**Exercise details**
Tally the lines in the data below where the word "point" appears, and give the tally alone.

::: Exercise inputs

PR #452, opened 2021-05-26
add syntax for how to import the sleep() function

vkarpov15:
## What does this PR do?

Added a quick note about how to import the `sleep()` function from the Node SDK. Not sure where else you would figure this out other than reading the code.


flossypurse (approved):

bergundy (approved):
Thanks!

PR #459, opened 2021-06-02
add warning labels to experimental features

sw-yx:
## What does this PR do?

add experimental feature warnings

## Notes to reviewers

this is the basic idea for how labels should work - now that we have this foundation we can be more creative with how these things work, lets talk design ideas when you have them

@tsurdilo  - i have not added version tags for now, let me know what sections you want to have version tags for

### DIFF
--- a/docs/shared/CustomWarning.js
+++ b/docs/shared/CustomWarning.js
@@ -1,0 +1,54 @@
+import React from "react";
+
+export default function CustomWarning({children}) {
+  return (
+    <div
+      style={{
+        backgroundColor: "var(--ifm-color-warning)",
+        borderColor: "var(--ifm-color-warning)",
+        borderRadius: "var(--ifm-alert-border-radius)",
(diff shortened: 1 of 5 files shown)


docs/shared/CustomWarning.js
```diff
@@ -0,0 +1,54 @@
+import React from "react";
+
+export default function CustomWarning({children}) {
```
sw-yx, line 3: the reason we need a custom component is that the default admonition is hard to read in light mode:

CleanShot 2021-06-02 at 18 00 22

here it is with the custom component

CleanShot 2021-06-02 at 18 00 47


this is a known issue for docusaurus but they are still working on it https://github.com/facebookincubator/infima/issues/55

flossypurse (approved):

rylandg (approved):
LGTM. That being said its not clear at all that I can click and expand those. I actually only figured it out because I saw your screenshot.

PR #465, opened 2021-06-08
Document Node SDK External Dependencies

bergundy:
See also:

[#118 feat: Support injecting external dependencies into the Workflow isolate](https://github.com/temporalio/sdk-node/pull/118)
[Proposal](https://github.com/temporalio/proposals/blob/master/node/logging-and-metrics-for-user-code.md)


docs/node/workflow-external-dependencies.md
```diff
@@ -0,0 +1,57 @@
...
+:::caution
+This is an advanced feature and should be used with care.
+:::
+
+Workflows in Temporal may be replayed from the beginning of their history when resumed.
+In order for Temporal to recreate the exact state Workflow code was in, the code is required to be [fully deterministic](/docs/node/determinism).
+To prevent breaking determinism, in the Node SDK, Workflow code runs in an isolated execution environment limited to functionality provided by the SDK.
+
+External Dependencies is an isolation breaking mechanism that allows injecting functions from the main NodeJS environment into a Workflow isolate.
+They are typically used in order to inject custom instrumentation (e.g. logger) functions into the isolate.
```
sw-yx, line 12: interesting - isn't logging a common workflow, rather than an advanced one? dont we expect every production user to have to use this?

docs/node/workflow-external-dependencies.md
```diff
@@ -0,0 +1,57 @@
+# External Dependencies
```
sw-yx, line 1: i like the idea of calling this "advanced" section to make clear it is optional. also we should put all these `workflow-*` docs into one page, to be inline with the other 3 SDK's

docs/node/workflow-external-dependencies.md
```diff
@@ -0,0 +1,57 @@
...
+The following configuration options are for controlling how an injected function is executed.
+
+### `callDuringReplay`
+
+A boolean controling whether or not the injected function will be called during Workflow replay - defaults to `false`.
+
+### ApplyMode
+
+The different modes for an injected function to be applied to the isolate are documented in the [API reference](https://nodejs.temporal.io/api/enums/worker.applymode).
+
```
sw-yx, line 25: i like spelling it out for people who are searching and people who are reading the next seciton

```suggestion
The different modes for an injected function to be applied to the isolate are documented in the [API reference](https://nodejs.temporal.io/api/enums/worker.applymode).

- `ASYNC`
- `ASYNC_IGNORED`
- `SYNC`
- `SYNC_IGNORED`
- `SYNC_PROMISE`

```

docs/node/workflow-external-dependencies.md
bergundy: Agreed, I want to reorganize these pages at soon.

docs/node/workflow-external-dependencies.md
bergundy: Agreed, the doc is inaccurate.

Using `ASYNC_IGNORED` is completely safe and should commonly be used to propagate logs and metrics out of a Workflow.

I'll clarify that only external dependencies that return a value are dangerous to use.

bergundy (commented):
Thanks, you've brought up a good point, I'll redo this page.

docs/node/workflow-external-dependencies.md
bergundy: For now I put all of the workflow related pages in a `Workflows` category.

sw-yx (approved):

PR #466, opened 2021-06-08
Project Jargon Mesh

flossypurse:
This is a DRAFT WIP!


docs/jargon-mesh.md
```diff
@@ -0,0 +1,658 @@
...
+id: terminology
+title: Temporal's core terminology
+sidebar_label: Terminology
+---
+
+import Mermaid from '@theme/Mermaid';
+
+## Workflow
+
+A fault-oblivious stateful function that orchestrates Activities.
```
tsurdilo, line 11: This up-front is to me confusing as:
1) Workflow execution **can** fail
2) User can write Workflow that invokes 0 Activities

docs/jargon-mesh.md
```diff
@@ -0,0 +1,658 @@
...
+
+- A Workflow has full control over which [**Activities**](#activity) are executed, and in which order.
+- A Workflow must not affect the external world directly, only through [**Activities**](#activity).
```
tsurdilo, line 14: IMO only, this is a pretty hard requirement as
we do have sections of SideEffects
I would lower this to a "recommendation" honestly

docs/jargon-mesh.md
flossypurse: Not remotely ready for feedback.

docs/jargon-mesh.md
```diff
@@ -0,0 +1,658 @@
...
+- What makes Workflow code a Workflow is that its state is preserved by Temporal.
```
tsurdilo, line 15: Are we with this saying that it i impossible to write "stateless" workflows with Temporal?

docs/jargon-mesh.md
```diff
@@ -0,0 +1,658 @@
...
+  Therefore any failure of a [**Worker**](#worker) process that hosts the Workflow code does not affect the [**Workflow Execution**](#workflow-execution).
+  The Workflow continues as if these failures did not happen.
+  At the same time, [**Activities**](#activity) can fail any moment for any reason.
+- Because Workflow code is fully fault-oblivious, it is guaranteed to get notifications about [**Activity**](#activity) failures or timeouts and act accordingly.
+- There is no limit to the duration of a Workflow Execution.
```
tsurdilo, line 20: I would maybe say something like "By default, workflow execution is umlimited, however you can set the workflow execution timeout to limit it" .. so user understands its not always "no limit"

tsurdilo: Also, even if it set to "unlimited" it can fail depending on some issues like event log size (nice way to link from here to the continueasnew section ;))

PR #442, opened 2025-11-06
README: Mention nixpkgs teamtype package

blinry:


zormit (approved):
Good catch that it's available now!

PR #443, opened 2025-11-06
Create issue templates

blinry:
Main motivation: We'd often like to know which version of the various software components involved people are using!

PR #445, opened 2025-11-06
daemon: bump version to a development version to differentiate from release

zormit:


daemon/src/cli.rs
```diff
@@ -7,9 +7,25 @@ use std::path::PathBuf;
...
+    let is_dirty = option_env!("GIT_DIRTY").unwrap_or("false") == "true";
+
+    let version = match (git_hash, commit_date) {
+        (Some(hash), Some(date)) if hash != "unknown" && date != "unknown" => {
+            let dirty_suffix = if is_dirty { "-modified" } else { "" };
+            format!("{version} ({hash}{dirty_suffix} {date})")
+        }
+        _ => version.to_string(),
+    };
+    Box::leak(version.into_boxed_str())
```
zormit, line 23: Introducing our first memory leak 😱 (tiny and non-threatening). 

`Box::leak` is _one_ way to get to a `'static str`, but it seems to be a hack...?

Alternatives might be to use [`once_cell`](https://github.com/matklad/once_cell) or [`LazyLock`](https://doc.rust-lang.org/nightly/std/sync/struct.LazyLock.html), I'm not sure yet what I (should) prefer.

daemon/src/daemon.rs
```diff
@@ -975,7 +975,7 @@ impl Daemon {
         }
         if let Some(config::Peer::SecretAddress(ref secret_address)) = app_config.peer {
             connection_manager
-                .connect(secret_address.to_string())
+                .connect(secret_address.clone())
```
zormit, line 978: Unrelated but necessary clippy fix due to [Rust Version update ](https://blog.rust-lang.org/2025/10/30/Rust-1.91.0/)

daemon/Cargo.toml
```diff
@@ -7,7 +7,7 @@
 [package]
 name = "teamtype"
 description = "Enables real-time co-editing of local text files."
-version = "0.9.0"
+version = "0.9.1-dev"
```
zormit, line 10: Motivated by #443, this is the core of this PR :))

daemon/src/cli.rs
blinry: I think it's okay like this; it really seems non-threatening.

daemon/Cargo.toml
blinry: To me, it seems a bit strange (& possibly annoying) having to bump this after each release – especially when we don't know yet whether the next version will be 0.9.1 or 0.10! :O

Could we maybe print the output in a different way?

```
$ teamtype --version
teamtype (b48e6fffa 2025-11-07), last release: 0.9.0
```

Or even dropping the version completely in this case?

How do other programs do that?

daemon/build.rs
```diff
@@ -6,7 +6,42 @@ include!("src/cli.rs");
...
+            .and_then(|output| String::from_utf8(output.stdout).ok())
+            .map_or_else(|| "unknown".to_string(), |s| s.trim().to_string());
+
+        // Check if working directory is dirty
+        let is_dirty = Command::new("git")
+            .args(["status", "--porcelain"])
+            .output()
+            .ok()
+            .filter(|output| output.status.success())
+            .is_some_and(|output| !output.stdout.is_empty());
```
blinry, line 39: What do you think about getting this information via a crate like [shadow-rs](https://github.com/baoyachi/shadow-rs)? I might slightly prefer having "less code", against the downside "more dependencies". But if you have a strong opinion, you can probably convince me otherwise :)

PR #446, opened 2025-11-12
Add optional rendezvous url for magic wormhole

martengooz:
### Summary
This PR enables an optional configuration and command line argument to specify a custom magic wormhole rendezvous / mailbox server. If not configured, teamtype will use the default community rendezvous server. 

To configure a custom mailbox server you can either use the command line argument:
```
teamtype share --rendezvous-url ws://example.com:4000/v1
```
or by adding it to the .teamtype/config file
```
peer=6d02...2f4587
rendezvous_url=ws://example.com:4000/v1
```

### Why this change
This would enable workflows involving sensitive documents / information or with high usage (traffic) to use teamtype without relying on the default community servers - where security or performance considerations might be an issue. 
This is a first step towards being able to self host the whole infra, and looking at adding similar support for Iroh as well. 

### Feedback
I'm open to any feedback you see fit. I'm not a Rust developer and have only been testing out Teamtype for a short while.

### DIFF
--- a/docs/teamtype-cli-ui.md
+++ b/docs/teamtype-cli-ui.md
@@ -16,7 +16,7 @@ This document contains our current idea of how the Commandline User Interface lo
 
 ## Overview
 
-A main inspiration for our UI is a tool called [`Magic Wormhole`](https://magic-wormhole.readthedocs.io/en/latest/welcome.html#example),
+A main inspiration for our UI is a tool called [Magic Wormhole](https://magic-wormhole.readthedocs.io/en/latest/welcome.html#example),
 which uses a random but easily communicable keyword (number-word-word, e.g. 7-crossover-clockwork) to identify a certain transfer.
 
 In our case the keyword identifies a shared project.


daemon/src/cli.rs
```diff
@@ -39,6 +39,9 @@ pub enum Commands {
         /// keep Magic Wormhole out of the loop.
         #[arg(long)]
         no_join_code: bool,
+        /// Use an alternative magic wormhole rendezvous url
```
blinry: For consistency, could we write "Magic Wormhole" capitalized here?

daemon/src/cli.rs
```diff
@@ -39,6 +39,9 @@ pub enum Commands {
...
+        #[arg(long)]
+        rendezvous_url: Option<String>,
```
blinry: My feeling is to clearly state in the name of this flag that this is about Magic Wormhole. Especially because we'll need a similar thing for Iroh later, as you mentioned!

It's a bit long, but what do you think of `magic_wormhole_rendezvous_url`?

daemon/src/cli.rs
```diff
@@ -49,6 +52,9 @@ pub enum Commands {
     Join {
         /// Specify to connect to a new peer. Otherwise, try to connect to the most recent peer.
         join_code: Option<String>,
+        /// Use an alternative magic wormhole rendezvous url
+        #[arg(long)]
+        rendezvous_url: Option<String>,
```
blinry: To avoid duplicating this here, it'd be nice to put the `sync_vcs` flag and this one into a struct, which is then *flattened* into both the share and join subcommands. To do this, we could rename the `SyncVcsFlag` into `SharedFlags`, for example.

daemon/src/wormhole.rs
```diff
@@ -5,12 +5,21 @@
...
 use magic_wormhole::{transfer, AppID, Code, MailboxConnection, Wormhole};
-use std::{str::FromStr, time::Duration};
+use std::{borrow::Cow, str::FromStr, time::Duration};
 use tokio::time::sleep;
 use tracing::{error, info, warn};
 
-pub async fn put_secret_address_into_wormhole(address: &str) {
-    let config = transfer::APP_CONFIG.id(AppID::new("teamtype"));
+pub async fn put_secret_address_into_wormhole(address: &str, rendezvous_url: Option<String>) {
+    let config: magic_wormhole::AppConfig<transfer::AppVersion> = if let Some(url) = rendezvous_url
```
blinry: Instead of letting the config value come out of the `if`, I'd prefer it here to make the config `mut`, and calling the `rendezvous_url` on it in case we need to. This avoids the duplicated construction of the `AppId`.

daemon/src/wormhole.rs
```diff
@@ -41,8 +50,19 @@ pub async fn put_secret_address_into_wormhole(address: &str) {
...
+) -> Result<String> {
+    let config: magic_wormhole::AppConfig<transfer::AppVersion> = if let Some(url) = rendezvous_url
+    {
+        info!("Using magic wormhole rendezvous url {}", url);
+        transfer::APP_CONFIG
+            .id(AppID::new("teamtype"))
+            .rendezvous_url(Cow::Owned(url))
+    } else {
+        transfer::APP_CONFIG.id(AppID::new("teamtype"))
+    };
```
blinry: This code is duplicated from the `put_into_...` function. Could we put it into a shared function, like `build_magic_wormhole_config(rencezvous_url)`?

blinry (changes requested):
Hey @martengooz! Thanks a lot for this contribution! I completely agree that this seems like a required feature for more privacy-sensitive scenarios! And implementing custom servers one by one seems like a good idea.

Props to you to build this without a lot of Rust experience! It looks pretty good, but I left a couple of ideas as review comments.

We run clippy in our CI to keep the code quality up – you can check its suggestions yourself by running `cargo clippy --all-targets`.

Also, it'd be great to check if this actually works with self-hosted rendezvous servers, have you done that already, by any chance?

martengooz:
> Hey @martengooz! Thanks a lot for this contribution! I completely agree that this seems like a required feature for more privacy-sensitive scenarios! And implementing custom servers one by one seems like a good idea.
> 
> Props to you to build this without a lot of Rust experience! It looks pretty good, but I left a couple of ideas as review comments.
> 
> We run clippy in our CI to keep the code quality up – you can check its suggestions yourself by running `cargo clippy --all-targets`.
> 
> Also, it'd be great to check if this actually works with self-hosted rendezvous servers, have you done that already, by any chance?

Thanks! I noticed the failing builds as well, I’ll check on the comments and apply the suggestions from clippy. Good to know that I can run it myself before submitting :)

And yes, I have tested with a self hosted server from the latest build, and I could see the connection coming in and working fine.

daemon/src/wormhole.rs
martengooz: This is now refactored to use a shared private function `build_magic_wormhole_config(rencezvous_url)`

daemon/src/wormhole.rs
martengooz: Handled in the new `build_magic_wormhole_config(rencezvous_url)`

daemon/src/cli.rs
martengooz: I tried this out but felt like the name `SharedFlags` was a bit vague and could cause issues if more commands are added. Will all (new) commands have the same shared flags - maybe, maybe not? Also, if more configuration is added for magic wormhole, this might not be used in both `Join` and `Share` commands. Ex. if we add the option to choose the length of the generated code by providing `code_length` in  `MailboxConnection::create(config, code_length)`. 

I added commit [8affc68](https://github.com/teamtype/teamtype/pull/446/commits/8affc68d46754a5baa39d0234325022161ecdf74) to address this. Similar struct could be done for Iroh config later if you think it's a good idea. 

Let me know your thoughts on this, I'll rebase the commits based on your opinion.

daemon/src/cli.rs
martengooz: Renamed it to your suggestion

zormit: I also have some opinions on the naming :) (especially since @blinry asked me what I think about the long name). I do think `magic_wormhole_rendezvous_url` is a bit unwieldy as a CLI parameter. Also I guess a lot of people that are not speaking French would trip over the spelling of `rendezvous`.

Magic Wormhole itself [calls the parameter](https://magic-wormhole.readthedocs.io/en/latest/welcome.html#relays) `--relay-url`. I think we could take that, shorten "Magic Wormhole" to "wormhole", then we would have `--wormhole-relay-url`.
- it'll be different from a potential `--iroh-relay-url`
- relay is easier than rendezvous
- it's consistent, for whatever that's worth, with MW itself. (edit: Although I realized that in the _codebase_ they're [using "rendezvous"](https://docs.rs/magic-wormhole/latest/magic_wormhole/struct.AppConfig.html#method.rendezvous_url), which is probably what you got inspired by ¯\_(ツ)_/¯)

Different options might be:
- `--magic-wormhole-relay`, we could drop URL and add the Magic
- `--wormhole-relay`, or drop URL without Magic to shorten even more
- `--join-code-relay[-url]`, or go away from Magic Wormhole and towards our own naming of what goes over that relay. I just got that idea, but I suppose people who care to use a different relay will have an easier time remembering the fact that it's a Magic Wormhole relay.

daemon/src/cli.rs
zormit: Ok, while we're here, and this is not on you, @martengooz, at all: We could make it consistent all the way through. I just searched for a lowercase "magic wormhole" in the codebase:
- https://github.com/teamtype/teamtype/blob/20270b5aee5565c3b9283fafc1bdca1181c60181/docs/teamtype-cli-ui.md?plain=1#L19 this is even completely inconsistent, because it looks like a command but is missing the `-` in it. Let's just put "Magic Wormhole" there instead of "`magic wormhole`".
- https://github.com/teamtype/teamtype/blob/20270b5aee5565c3b9283fafc1bdca1181c60181/daemon/src/wormhole.rs#L20

I thought it's tedious that you have to fix our legacy so I just pushed it myself in [3996298](https://github.com/teamtype/teamtype/pull/446/commits/3996298b072c561630cee12673dadef09443fadb) :)

daemon/src/daemon.rs
```diff
@@ -971,11 +971,15 @@ impl Daemon {
...
+            put_secret_address_into_wormhole(
+                address,
+                app_config.magic_wormhole_rendezvous_url.clone(),
+            )
+            .await;
         }
         if let Some(config::Peer::SecretAddress(ref secret_address)) = app_config.peer {
             connection_manager
-                .connect(secret_address.to_string())
+                .connect(secret_address.clone())
```
zormit: This change will go away if you rebase :) I had already fixed it in b48e6fffae. Just dropping the commit in case you were wondering why you had to fix it: Due to a new Rust stable release.

daemon/src/wormhole.rs
```diff
@@ -41,12 +41,25 @@ pub async fn put_secret_address_into_wormhole(address: &str) {
...
             .await?;
     let bytes = wormhole.receive().await?;
     Ok(String::from_utf8(bytes)?)
 }
+
+fn build_magic_wormhole_config(rendezvous_url: Option<String>) -> AppConfig<transfer::AppVersion> {
+    let mut config = transfer::APP_CONFIG.id(AppID::new("teamtype"));
+
+    if let Some(url) = rendezvous_url {
+        info!("Using rendezvous url {}", url);
```
zormit: This info could benefit from some "Magic Wormhole" contextualization. Like 
```suggestion
        info!("Using non-default Magic Wormhole rendezvous url {}", url);
```

And maybe replacing "rendezvous" by "relay" as discussed in the other thread.

zormit (commented):
Looks good to me :) I found one place worth changing.

daemon/src/cli.rs
martengooz: Of the alternatives I personally like `--magic-wormhole-relay` best
* keeping the name "Magic Wormhole" allows for easy googling if needed instead of just "wormhole"
* skipping the "url" part could be done, since it's implicit from the usage. 

Then it would be `--iroh-relay` 

But maybe we should specify that it's the mailbox-server and not the [transit-relay](https://github.com/magic-wormhole/magic-wormhole-transit-relay). Would it suffice to do that in the help text related to the flag?

But it's up to you guys, either way works for me :)

martengooz:
Added additional docs on how to use and configure the feature

book/src/connection-making.md
```diff
@@ -11,6 +11,11 @@ SPDX-License-Identifier: CC-BY-SA-4.0
 
 When you run `teamtype share`, you will get a short "join code" like `3-exhausted-bananas`. Another person can use it to connect to you! The code only works once. You can learn about the security properties in the [Magic Wormhole documentation](https://magic-wormhole.readthedocs.io/en/latest/welcome.html#safely).
 
+You can make Teamtype use a custom [relay server](https://github.com/magic-wormhole/magic-wormhole-mailbox-server) with the optional `--magic-wormhole-relay` parameter or by adding it to your (configuration file)[configuration.md].
```
zormit:
```suggestion
You can make Teamtype use a custom [relay server](https://github.com/magic-wormhole/magic-wormhole-mailbox-server) with the optional `--magic-wormhole-relay` parameter or by adding it to your [configuration file](configuration.md).
```
typo link syntax

docs/teamtype-cli-ui.md
```diff
@@ -16,7 +16,7 @@ This document contains our current idea of how the Commandline User Interface lo
 
 ## Overview
 
-A main inspiration for our UI is a tool called [`magic wormhole`](https://magic-wormhole.readthedocs.io/en/latest/welcome.html#example),
+A main inspiration for our UI is a tool called [`Magic Wormhole`](https://magic-wormhole.readthedocs.io/en/latest/welcome.html#example),
```
zormit:
```suggestion
A main inspiration for our UI is a tool called [Magic Wormhole](https://magic-wormhole.readthedocs.io/en/latest/welcome.html#example),
```
another tiny fix (I had _intended_ to fix this earlier, lol)

daemon/src/cli.rs
zormit: I don't have a strong opinion for myself, but I can imagine `--magic-wormhole-relay` seems good enough for users :) "handing" this PR back to @blinry to finish it =)

zormit:
btw, for testing this, one can use either the default relay, but pass it with the flag:

`teamtype share --wormhole-relay-url ws://relay.magic-wormhole.io:4000/v1`

An alternative is using this one by Least Authority (found [here](https://github.com/magic-wormhole/magic-wormhole/issues/243#issuecomment-1483201907)):
`teamtype share --wormhole-relay-url ws://mailbox.mw.leastauthority.com/v1`

daemon/src/cli.rs
blinry: I tried to find more info about the two types of relays. The terminology is a bit confusing:

1. https://github.com/magic-wormhole/magic-wormhole-mailbox-server
    - This is what we're setting here
    - Used like this: `wormhole send --relay-url=ws://localhost:4000/v1`
    - Set with [`rendezvous_url()`](https://docs.rs/magic-wormhole/latest/magic_wormhole/struct.AppConfig.html#method.rendezvous_url) in Rust
	- Documented as ["Mailbox Server" (mostly) or "Rendezvous Server"](https://magic-wormhole.readthedocs.io/en/latest/welcome.html#relays)
	- The public one is `ws://relay.magic-wormhole.io:4000/v1`
2. https://github.com/magic-wormhole/magic-wormhole-transit-relay
    - Has "relay" in its name…
    - Used like this: `wormhole send --transit-helper=tcp:[server ip here]:4001`
    - Set via a [`relays` parameter](https://docs.rs/magic-wormhole/latest/magic_wormhole/transit/struct.Hints.html#impl-Hints) in Rust
    - Documented as ["Transit Relay"](https://magic-wormhole.readthedocs.io/en/latest/transit.html#relay)
    - The default one is `tcp://transit.magic-wormhole.io:4001`
    - Seems only be used for "large-volume data transfer", according to [the docs](https://magic-wormhole.readthedocs.io/en/latest/file-transfer-protocol.html#transit)?

The last point seems the most important to me: Because we only use Magic Wormhole to exchange short text messages, we probably will never need the second kind of server.

So I'm also happy with `--magic-wormhole-relay` :) The documentation of the parameter (and in the "book") makes it clear which kind of relay it is!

::::::

**Task response**
2